My fitness regimen is mainly to do Barry’s Bootcamp and spinning classes. Barry’s Bootcamp is great for squash because it focuses on aerobic and anaerobic, combining long distance running with sprint intervals, light weights, an plyometrics. The spin classes are great because they focus on pushing against heavy resistance along with sprint intervals and long distance pushes. These types of workouts help me to be able to last longer on court and play at the same intensity throughout the entire match.

To stay in peak physical condition, how important is the cardio to weight training balance?

For my body type, I build muscle very easily, so I don’t focus on weight training as much as cardio. I do some lightweight lifting, but really only to keep my body balanced and to maintain strength.

What is your usual diet while training?

I eat three meals a day and snacks in between. I always try to have a big breakfast, usually loading up on carbs, and then for lunch and dinner, I’ll try to have more protein and vegetables and cut down on carbs. If I’m playing in a tournament, I will load up on carbs for dinner the night before to help store energy for matches the next day.

You play doubles. How often are you practicing with your partner vs. alone?

Believe it or not, I never practice with my doubles partner—because she lives in Toronto, Canada! I hit solo sometimes, but I usually practice through friendly matches with players at my squash club because I benefit mostly through playing matches.
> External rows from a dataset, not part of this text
PR #2354, opened 2026-05-24
SY-4066 (1/3): Strongly Type Tables on the Core

emilbon99:
# Issue Pull Request

## Linear Issue

[SY-4066](https://linear.app/synnax/issue/SY-4066)

## Description

First PR in the SY-4066 table strong-typing series. Moves the table resource from an opaque `data: record` blob into a fully typed shape on the server (`Cell`, `Row`, `Column` with `rows`/`columns`/`cells` as direct typed fields on `Table`), and brings server-side migration support to parity with what the console already has.

Highlights:

- **`schemas/table.oracle`** rewritten as the strongly-typed shape. Client TS, Go, and protobuf types regenerate from it. `Cell.props` remains an opaque `record` carrying `@ts preserve_case` so per-variant props (text vs value) round-trip arbitrary key casing intact. The whole `cells` map is preserve-cased so the marker propagates through the nested map values.
- **`v55_lift_typed_table` migration** at `core/pkg/service/table/migrations/v55/` snapshots the pre-typed shape; `MigrateTable` decodes the console v0 blob, flattens row layouts from `CellLayout[]` to `[]string`, drops the per-cell `selected` UI flag, and projects into the typed Table. UI-only top-level fields (`lastSelected`, `editable`, `remoteCreated`) are dropped — they stay in the console slice. Wired into the gorp `Migrations` slice after `msgpack_to_orc`.
- **`SetData(ctx, key, Table)`** on Writer and API both take the typed body. Key and Name are preserved from the existing entry on update.
- **Client SDK** gains a typed `SetDataBody` and a `ZERO_NEW` constant for tests / defaults.
- **Console state shape stays at v0 internally.** `toWire(state, name)` / `fromWire(table)` helpers project Redux ↔ typed wire at the four boundary points (`Table.tsx` `useSyncComponent`, `export.ts`, `services/link.ts`, `services/ontology.tsx`, `workspace/services/ontology.tsx`). The slice gut and the `selectedCells` UI-only array move with the Pluto-owned state PR.

Test coverage:

- **14 server specs** (Writer Create/Rename/SetData + Retrieve) exercising the typed shape.
[...]

PR #2355, opened 2026-05-24
SY-4066 (2/3): Add Table Action Codec and Dispatch Endpoint

emilbon99:
# Issue Pull Request

## Linear Issue

[SY-4066](https://linear.app/synnax/issue/SY-4066)

## Description

Second PR in the SY-4066 table series. Lays the server-side foundation for granular table mutations: an oracle-generated discriminated-union action codec, a hand-written reducer, and a new \`Writer.Dispatch\` endpoint that applies an action sequence atomically. The existing \`SetData\` endpoint is **not** removed; both coexist so console and pluto continue to work unchanged through the next split.

**Stacked on [#2354](https://github.com/synnaxlabs/synnax/pull/2354).** Targets \`sy-4066-strongly-type-tables\`. Flatten in order.

### Action set

Eight actions declared in \`schemas/table.oracle\`: \`Rename\`, \`AddRow\`, \`RemoveRow\`, \`AddCol\`, \`RemoveCol\`, \`ResizeRow\`, \`ResizeCol\`, \`SetCell\`.

- \`AddRow\` / \`AddCol\` carry the full set of \`Cell\` values for the inserted row/column; the reducer derives \`Row.cells\` from the incoming Cell keys and registers each Cell in the table's cells map.
- \`RemoveRow\` / \`RemoveCol\` drop both the structural slot and every cell it referenced.
- \`SetCell\` is a no-op for an unknown key — \`Add*\` are the only path that introduces cells.
- Indices are \`uint32\` with end-clamping on out-of-range Adds and no-op on out-of-range Removes/Resizes.

### Server (Go)

- \`actions.go\`: \`ScopedAction{Key, DispatchKey, Seq, Actions}\` envelope and per-payload \`Handle\` methods.
- \`Writer.Dispatch\` applies the sequence inside a single gorp \`Update\` transaction and notifies \`actionObserver\` after \`Exec\` returns.
- \`service.go\`: gains an \`actionObserver\` + atomic \`seq\` counter; \`OpenService\` wires \`signals.PublishFromObservable\` for \`sy_table_set\` (JSON) and a separate gorp delete publisher for \`sy_table_delete\`.
- \`core/pkg/api/table\`: registers \`/api/v1/table/dispatch\` alongside the existing endpoints; grpc noop parity included.

### Client TS

- \`actions.ts\`: \`Handlers\` impl mirroring the Go reducer with inverse + targets per action — used by the Flux undoable store in PR 3. \`SetCell\`'s inverse restores the prior cell verbatim; \`AddRow\`/\`AddCol\` pair with \`RemoveRow\`/\`RemoveCol\`; resize stores the old size on the inverse. \`isUndoable\` returns true for every variant (no layout-derived equivalent of schematic's \`set_node_measured\`).
- \`client.tables.dispatch(key, dispatchKey, actions)\` sends the action sequence over \`/table/dispatch\` with the client-generated \`dispatch_key\` carried verbatim so the originator can recognize its own echo race-safely.
- \`scopedActionZ\` + \`SET_CHANNEL_NAME\` exported for the Pluto echo listener in PR 3.

### Test coverage

- **12 new Go dispatch specs** (one per action plus multi-action atomicity plus an observer-notification spec asserting monotonic \`Seq\`).
- **9 new TS dispatch integration specs** exercising every action through the real \`/table/dispatch\` endpoint.
- **5 reduceAll inverse specs** (rename inverse name, addRow inverse is removeRow, setCell inverse restores prior cell, setCell on unknown key returns no inverse, isUndoable true for every variant).

## Basic Readiness

<h3>Greptile Summary</h3>

This PR adds a `Dispatch` endpoint to the table service that applies a sequence of granular mutations (Rename, AddRow/Col, RemoveRow/Col, ResizeRow/Col, SetCell) atomically inside a gorp transaction, then broadcasts the action envelope to subscribers via a new `actionObserver`. It also ships the matching TypeScript client method, TS action handlers with undo-stack inverses, and thorough integration + unit tests for both layers.

- **Go side**: Oracle-generated `actions.gen.go` defines the discriminated-union `Action` type and `Reduce` function; `actions.go` supplies the per-payload `Handle` methods; `service.go` wires `actions.State` + `signals.PublishSignals` for `sy_table_set` and a gorp delete publisher for `sy_table_delete`; `writer.go` adds `Writer.Dispatch` that calls `Reduce` inside a `ChangeErr` callback then notifies observers.
- **TypeScript side**: `actions.gen.ts` mirrors the wire schema via Zod discriminated unions; `actions.ts` implements `Handlers` with correct Immer-draft–safe inverses for every variant (using `snapshot` to freeze draft values before storing on the undo stack); `client.ts` adds `Client.dispatch` and exports `SET_CHANNEL_NAME`.

This PR is safe to merge; all changes are additive, the existing SetData endpoint is untouched, and the new Dispatch path is guarded by the same access enforcement.

The dispatch logic is correct end-to-end: Go insert-into-slice patterns avoid aliasing, Immer draft handling in TypeScript correctly freezes values before storing inverses, the NO_OP constant is never mutated by createReduceAll, and signals wiring degrades gracefully when Signals is nil. Every action variant is exercised by both Go (Ginkgo) and TypeScript (Vitest) tests, including out-of-range clamping, multi-action atomicity, and observer seq monotonicity.

| Filename | Overview |
|----------|----------|
| schemas/table.oracle | Adds 8 action definitions to the oracle schema; doc strings match the generated code; all actions have appropriate field types (uint32 indices, float64 sizes, Cell arrays). |
| core/pkg/service/table/actions.gen.go | Oracle-generated discriminated-union Action type and Reduce function; nil-payload guard returns union.MissingPayload for known types with missing pointers, unknown types are skipped safely. |
| core/pkg/service/table/actions.go | Hand-written Handle methods for all 8 payload types; insert-into-slice patterns are correct, nil-map deletes are safe, bounds clamping/no-op guards match the spec. |
| core/pkg/service/table/writer.go | Adds Writer.Dispatch; uses ChangeErr to apply Reduce inside the gorp transaction, then calls Dispatcher.Notify after Exec succeeds (pre-commit, mirrors the established schematic pattern). |
| core/pkg/service/table/service.go | Gains optional Signals wiring (action publisher + gorp delete publisher with DisableSet), actions.State, and io.MultiCloser; service.NewOpener pattern correctly defers cleanup on partial failure. |
| core/pkg/api/table/table.go | Dispatch endpoint added with access.ActionUpdate enforcement matching SetData; delegates to Writer.Dispatch inside db.WithTx. |
| client/ts/src/table/actions.gen.ts | Oracle-generated Zod schemas and factory functions; discriminated union uses snake_case type literals that the HTTP transport's camelToSnake codec maps correctly to Go JSON tags. |
| client/ts/src/table/actions.ts | Hand-written Handlers with correct Immer-draft-safe inverse computation; snapshot helper correctly uses isDraft check before current(); NO_OP constant is safe since createReduceAll only reads (never mutates) the returned HandlerResult arrays. |
| client/ts/src/table/client.ts | Adds Client.dispatch sending to /table/dispatch and exports SET_CHANNEL_NAME for the Pluto echo listener in PR 3. |
| core/pkg/service/table/writer_test.go | 12 new Dispatch specs covering every action, out-of-range clamping/no-op, multi-action atomicity, and monotonic seq observer notification. |
| client/ts/src/table/table.spec.ts | 9 integration dispatch tests plus 4 inverse unit tests and 8 round-trip tests; comprehensive coverage of every action variant through the real endpoint. |

</details>

<h3>Sequence Diagram</h3>

```mermaid
sequenceDiagram
    participant C as TS Client
    participant API as API Layer (table.Service.Dispatch)
    participant W as table.Writer.Dispatch
    participant G as gorp (WithTx)
    participant R as Reduce()
    participant D as actions.Dispatcher.Notify
    participant O as actions.State observer
    participant S as signals.PublishSignals

    C->>API: "POST /api/v1/table/dispatch {key, dispatchKey, actions}"
    API->>API: access.Enforce (ActionUpdate)
    API->>G: db.WithTx(callback)
    G->>W: Writer.Dispatch(ctx, key, dispatchKey, actions)
    W->>G: tbl.NewUpdate().ChangeErr(Reduce).Exec(tx)
    G->>R: Reduce(currentTable, actions...)
    R-->>G: (updatedTable, nil)
    G-->>W: Exec returns nil
    W->>D: dispatcher.Notify(ctx, key, dispatchKey, actions)
    D->>O: observer.Notify(Scoped)
    O->>S: PublishSignals to sy_table_set channel
    G-->>API: WithTx commits
    API-->>C: 200 OK
```

<sub>Reviews (9): Last reviewed commit: ["SY-4066: Migrate table dispatch to the s..."](https://github.com/synnaxlabs/synnax/commit/92c1c45e448392c1e058651cbc01d5c7f1a11947) | [Re-trigger Greptile](https://app.greptile.com/api/retrigger?id=33676984)</sub>


client/ts/src/table/actions.gen.ts
```diff
@@ -0,0 +1,210 @@
...
+  z.object({ type: z.literal("resize_row"), resizeRow: resizeRowPayloadZ }),
+  z.object({ type: z.literal("resize_col"), resizeCol: resizeColPayloadZ }),
+  z.object({ type: z.literal("set_cell"), setCell: setCellPayloadZ }),
+]);
+
+export type Action = z.infer<typeof actionZ>;
+
+export const rename = (payload: RenamePayload): Action => ({
+  type: "rename",
+  rename: payload,
```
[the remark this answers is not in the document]
emilbon99: False positive. The TS HTTP transport runs `caseconv.camelToSnake` on every outgoing payload (see `x/ts/src/binary/codec.ts:71`) and `caseconv.snakeToCamel` on every incoming one. The discriminated-union key `addRow` is serialized as `add_row` on the wire, matching Go's `json:"add_row,omitempty"` tag.

Proof: the 9 dispatch integration tests in `client/ts/src/table/table.spec.ts` exercise every multi-word action (`add_row`, `add_col`, `remove_row`, `remove_col`, `resize_row`, `resize_col`, `set_cell`) against a real server and assert the resulting state. They all pass — which couldn't happen if the payload arrived as `{ "add_row": null, "addRow": {...} }`.

core/pkg/service/table/writer.go
```diff
@@ -95,6 +106,37 @@ func (w Writer) SetData(
...
+	}
+	if w.actionObserver == nil {
+		return nil
+	}
+	w.actionObserver.Notify(ctx, ScopedAction{
+		Key:         key,
+		DispatchKey: dispatchKey,
+		Seq:         w.seq.Add(1),
+		Actions:     actions,
+	})
```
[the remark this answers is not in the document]
emilbon99: Intentional, mirrors the schematic pattern (`core/pkg/service/schematic/writer.go` does the same thing in `Dispatch`). Greptile flagged this on #2290 too and the team accepted it. The originator client deduplicates via `dispatch_key`, and any subscriber that processed a not-yet-committed action will see the next read (or the next dispatch echo) reconcile the state. Moving the notify outside `WithTx` is a cross-resource change that should land in a separate PR touching schematic and tables together; out of scope for this stack.

client/ts/src/table/table.spec.ts
```diff
@@ -125,4 +125,294 @@ describe("Table", () => {
...
+        [
+          table.addRow({
+            index: 0,
+            size: 30,
+            cells: [{ key: "x", variant: "text", props: {} }],
+          }),
+        ],
+      );
+      expect(inverse).toHaveLength(1);
+      expect(inverse[0].type).toEqual("remove_row");
```
pjdotson, line 289: might be worth it to see if we can add a fuzzing test to typescript and then testing
that state + action + inverse = state.

client/ts/src/table/actions.ts
```diff
@@ -0,0 +1,154 @@
...
+      targets: [payload.cell.key],
+    };
+  },
+};
+
+export const reduceAll = createReduceAll(handlers);
+
+// Every table action carries user intent; none are layout-derived. All are
+// undoable.
+export const isUndoable = (_action: Action): boolean => true;
```
pjdotson: ?? what's the point of this? why does it need to take in an `Action` if it isn't being used?

pjdotson (changes requested):

client/ts/src/table/table.spec.ts
emilbon99: Should this be addressed in this PR?

emilbon99: Seems like this is test infrastructure that should be done in a separate PR

pjdotson: separate PR

pjdotson (approved):

PR #147, opened 2020-09-04
Add lextudio.restructuredtext to extensions.json

tchernobog:


extensions.json
```diff
@@ -518,6 +518,10 @@
       "version": "0.6.6",
       "checkout": "v0.6.6"
     },
+    {
+      "id": "lextudio.restructuredtext",
+      "repository": "https://github.com/vscode-restructuredtext/vscode-restructuredtext"
```
jankeromnes, line 523: This project seems to maintain dedicated release tags, so I suggest we use them instead of publishing straight from the default branch.

```suggestion
      "repository": "https://github.com/vscode-restructuredtext/vscode-restructuredtext",
      "version": "129.0.0",
      "checkout": "129.0.0"
```

jankeromnes (approved):
Looks good to me! Many thanks for your contribution.

Two minor things:

- The `displayName` and `description` fiels in the `package.json` seem to be templated somehow: https://github.com/vscode-restructuredtext/vscode-restructuredtext/blob/129.0.0/package.json#L3-L4 (I hope our auto-publishing system will do that correctly, or we risk publishing this extension with a bad description / displayName)

- I suggest we use the dedicated release tags (see in-line comment)

jankeromnes:
Auto-publishing worked! 🎉 https://open-vsx.org/extension/lextudio/restructuredtext

PR #150, opened 2020-09-05
Fix Argdown

im-0:
Currently it fails with

```
sh: 1: rimraf: not found
```

(https://github.com/open-vsx/publish-extensions/runs/1074685213)


spoenemann (approved):
Thanks!

jankeromnes:
You've probably noticed already, but the fix worked! 🎉 https://open-vsx.org/extension/christianvoigt/argdown-vscode

Thanks again. 🙏

PR #155, opened 2020-09-09
Update prettier version.

alexventuraio:


jankeromnes (changes requested):
Cool, many thanks for catching this!

However, this won't work because the vsix download URL still points to the old version.

Side note: you can open this repository in Gitpod, and run `node upgrade-extensions` to update extension versions semi-automatically (and then use `git add -p extensions` to only commit the changes that seem correct/desirable).

alexventuraio:
Jajaja 😅 sorry for that @jankeromnes, I just wanted to move fast jajaja!
I've just fixed it!

And, I have never used `Gitpod` so I will do some research to use it, thanks! 🙏

jankeromnes (approved):
Looks good to me, many thanks!

jankeromnes:
@alexventuraio You've probably noticed already, but the update worked! 🎉 https://open-vsx.org/extension/esbenp/prettier-vscode

Thanks again 👍

alexventuraio:
Wohoo! Great! 👏🏻

PR #156, opened 2020-09-11
Add nightswitch-lite and auto-dark-mode light/dark modes toggle

cd4d:
Extensions that automatically toggle light/dark themes: 

[Nightswitch-lite](https://marketplace.visualstudio.com/items?itemName=gharveymn.nightswitch-lite) based on geolocation

[Auto dark mode](https://marketplace.visualstudio.com/items?itemName=danielgjackson.auto-dark-mode-windows&ssr=false) based on OS theme

Both have MIT licenses.

### DIFF
--- a/extensions.json
+++ b/extensions.json
@@ -211,9 +211,7 @@
     },
     {
       "id": "danielgjackson.auto-dark-mode-windows",
-      "repository": "https://github.com/danielgjackson/vscode-auto-dark-mode-windows",
-      "version": "1.0.8",
-      "checkout": "v1.0.8"
+      "repository": "https://github.com/danielgjackson/vscode-auto-dark-mode-windows"
     },
     
     {
@@ -396,9 +394,7 @@
     },
     {
       "id": "gharveymn.nightswitch-lite",
-      "repository": "https://github.com/gharveymn/nightswitch-lite",
-      "version": "2.2.2",
-      "checkout": "v2.2.2"
+      "repository": "https://github.com/gharveymn/nightswitch-lite"
     },
     {
       "id": "giscafer.leek-fund",
--- a/extensions.json
+++ b/extensions.json
@@ -210,6 +210,13 @@
       "repository": "https://github.com/csstools/postcss-language"
     },
     {
+      "id": "danielgjackson.auto-dark-mode-windows",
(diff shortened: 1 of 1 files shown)


extensions.json
```diff
@@ -209,6 +209,13 @@
       "id": "csstools.postcss",
       "repository": "https://github.com/csstools/postcss-language"
     },
+    {
+      "id": "danielgjackson.auto-dark-mode-windows",
+      "repository": "https://github.com/danielgjackson/vscode-auto-dark-mode-windows",
+      "version": "1.0.8",
+      "checkout": "v1.0.8"
```
jankeromnes, line 216: Unfortunately, there doesn't seem to be a `v1.0.8` tag for this repository: https://github.com/danielgjackson/vscode-auto-dark-mode-windows/tree/v1.0.8

Maybe there is no need to pin a specific version for this repository:

```suggestion
      "repository": "https://github.com/danielgjackson/vscode-auto-dark-mode-windows"
```

extensions.json
```diff
@@ -387,6 +394,12 @@
       "id": "neikeq.godot-csharp-vscode",
       "repository": "https://github.com/godotengine/godot-csharp-vscode"
     },
+    {
+      "id": "gharveymn.nightswitch-lite",
+      "repository": "https://github.com/gharveymn/nightswitch-lite",
+      "version": "2.2.2",
+      "checkout": "v2.2.2"
```
jankeromnes, line 401: Same here, there is no `v2.2.2` tag in this repository.

Even weirder, the repository is still at version `2.2.1`: https://github.com/gharveymn/nightswitch-lite/blob/master/package.json even though the VSCode marketplace already has `2.2.2` -- where is the code for version `2.2.2`?

In any case, maybe let's not pin a specific version for this extension either, i.e. let's always auto-publish from the default branch as that's the best we can do:

```suggestion
      "repository": "https://github.com/gharveymn/nightswitch-lite"
```

jankeromnes (approved):
Many thanks for this contribution!

Looks good to me, but without the `"checkout"`, because the specified Git tags don't actually exist.

Note: I can apply my own suggestions directly in GitHub, so I'll do that an then merge your PR without further bothering you. 🙂

cd4d:
Thanks!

How do you prepare for a big tournament?

I usually set up a couple really tough practice matches to prepare for a tournament. The week before, to cut down on fitness, I do maybe one or two spin classes and don’t go all out—just a light workout to keep my body loose. I like to conserve my energy for the week leading up to a tournament and go all out for the tournament! Hard workouts will actually do more harm than good right before a tournament, only tiring my legs out.

When you’re not playing squash, what do you do to unwind?

I hate to admit it, but I love to veg out, snuggle with my two dogs, and watch back-to-back-to-back episodes of Law & Order SVU!

You own a jewelry company, Dana Betts Jewelry. What advice do you have for someone who is balancing two worlds like you are?

It’s pretty tough, but definitely possible! Intertwining the two worlds of art and sport, I often pick up jewelry clients through playing on the squash tour and getting to know the spectators and sponsors at the tournaments. I also designed and made an exclusive squash jewelry collection, which squash players seem to like and appreciate!

Sometimes it can get stressful doing so many things at the same time and traveling frequently, so I try not to spread myself too thin. I just take a step back and remember to do one thing at a time. It also helps me to schedule out my entire week ahead of time, so I am on a more structured schedule.

Since you have already been ranked #1, what are you next goals for squash?

Reaching #1 has never happened at a better time! I am pregnant with my first baby, so I am forced to take a step back from competing. It’s hard to do, but this long break could be yet another challenge for me to get back into shape and get motivated to play on tour again one day.

I would also like to continue giving back and teaching kids how to play squash. I also want to encourage younger teenagers and adults to try playing doubles squash!

Do you have any advice for people just beginning their squash game?

Take a few lessons with a squash pro. Or, watch some YouTube videos of squash first, so you can learn the proper grip, follow-through, and footwork basics.